Content starts

PR #47, opened 2016-03-04
minor code cleanup

ahgittin:
the only vaguely interesting items:
* make `INSTALL_DIR` avail as a shell env var when doing customize and launch
* make `MachineInitTasks` transient, in case the outer class is ever serialized (it shouldn't be but it seems that it is)

### DIFF
--- a/software/base/src/main/java/org/apache/brooklyn/entity/software/base/lifecycle/MachineLifecycleEffectorTasks.java
+++ b/software/base/src/main/java/org/apache/brooklyn/entity/software/base/lifecycle/MachineLifecycleEffectorTasks.java
@@ -124,7 +124,7 @@ public abstract class MachineLifecycleEffectorTasks {
     public static final ConfigKey<Duration> STOP_PROCESS_TIMEOUT = ConfigKeys.newConfigKey(Duration.class,
             "process.stop.timeout", "How long to wait for the processes to be stopped; use null to mean forever", Duration.TWO_MINUTES);
 
-    protected final transient MachineInitTasks machineInitTasks = new MachineInitTasks();
+    protected final MachineInitTasks machineInitTasks = new MachineInitTasks();
     
     /** Attaches lifecycle effectors (start, restart, stop) to the given entity post-creation. */
     public void attachLifecycleEffectors(Entity entity) {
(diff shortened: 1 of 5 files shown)


neykov:
retest this please

neykov:
Looks good, thought the above comment will trigger a build...

software/base/src/main/java/org/apache/brooklyn/entity/software/base/lifecycle/MachineLifecycleEffectorTasks.java
```diff
@@ -124,7 +124,7 @@
     public static final ConfigKey<Duration> STOP_PROCESS_TIMEOUT = ConfigKeys.newConfigKey(Duration.class,
             "process.stop.timeout", "How long to wait for the processes to be stopped; use null to mean forever", Duration.TWO_MINUTES);
 
-    protected final MachineInitTasks machineInitTasks = new MachineInitTasks();
+    protected final transient MachineInitTasks machineInitTasks = new MachineInitTasks();
```
neykov: Thinking more about this it will do more damage than good:
  * `MachineInitTasks` doesn't have any properties (hence state), so is lightweight to serialize
  * On rebind the constructor of objects in config bag is not called by xstream, so this will be null. In most cases where the default value of the config key `SoftwareProcess.LIFECYCLE_EFFECTOR_TASKS` is used it will work fine, but when the user sets a value and it is serialized things will fall apart.

Tried adding `DoNothingSoftwareProcess` to the `BrooklynMementoPersisterInMemorySizeIntegrationTest`, but the OOME didn't surface. Will continue looking.

ahgittin:
strange test failure, maybe network flakiness?

```
2016-03-04 13:39:11,651 INFO  TESTNG FAILED: "Surefire test" - org.apache.brooklyn.util.core.ResourceUtilsHttpTest.testGet() finished in 1015 ms
org.apache.brooklyn.util.exceptions.PropagatedRuntimeException: Error getting resource 'http://10.10.3.184:50505/simple' for mycontext: ConnectException: Connection refused
	at org.apache.brooklyn.util.exceptions.Exceptions.propagate(Exceptions.java:137)
	at org.apache.brooklyn.util.core.ResourceUtils.getResourceFromUrl(ResourceUtils.java:296)
	at org.apache.brooklyn.util.core.ResourceUtilsHttpTest.testGet(ResourceUtilsHttpTest.java:78)
Caused by: java.net.ConnectException: Connection refused
	at java.net.PlainSocketImpl.socketConnect(Native Method)
```

closing + reopening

Content ends

(Work instruction): Collect the lines of the data that carry the word "java".

(Answer to the exercise):
--- a/software/base/src/main/java/org/apache/brooklyn/entity/software/base/lifecycle/MachineLifecycleEffectorTasks.java
+++ b/software/base/src/main/java/org/apache/brooklyn/entity/software/base/lifecycle/MachineLifecycleEffectorTasks.java
software/base/src/main/java/org/apache/brooklyn/entity/software/base/lifecycle/MachineLifecycleEffectorTasks.java
	at org.apache.brooklyn.util.exceptions.Exceptions.propagate(Exceptions.java:137)
	at org.apache.brooklyn.util.core.ResourceUtils.getResourceFromUrl(ResourceUtils.java:296)
	at org.apache.brooklyn.util.core.ResourceUtilsHttpTest.testGet(ResourceUtilsHttpTest.java:78)
Caused by: java.net.ConnectException: Connection refused
	at java.net.PlainSocketImpl.socketConnect(Native Method)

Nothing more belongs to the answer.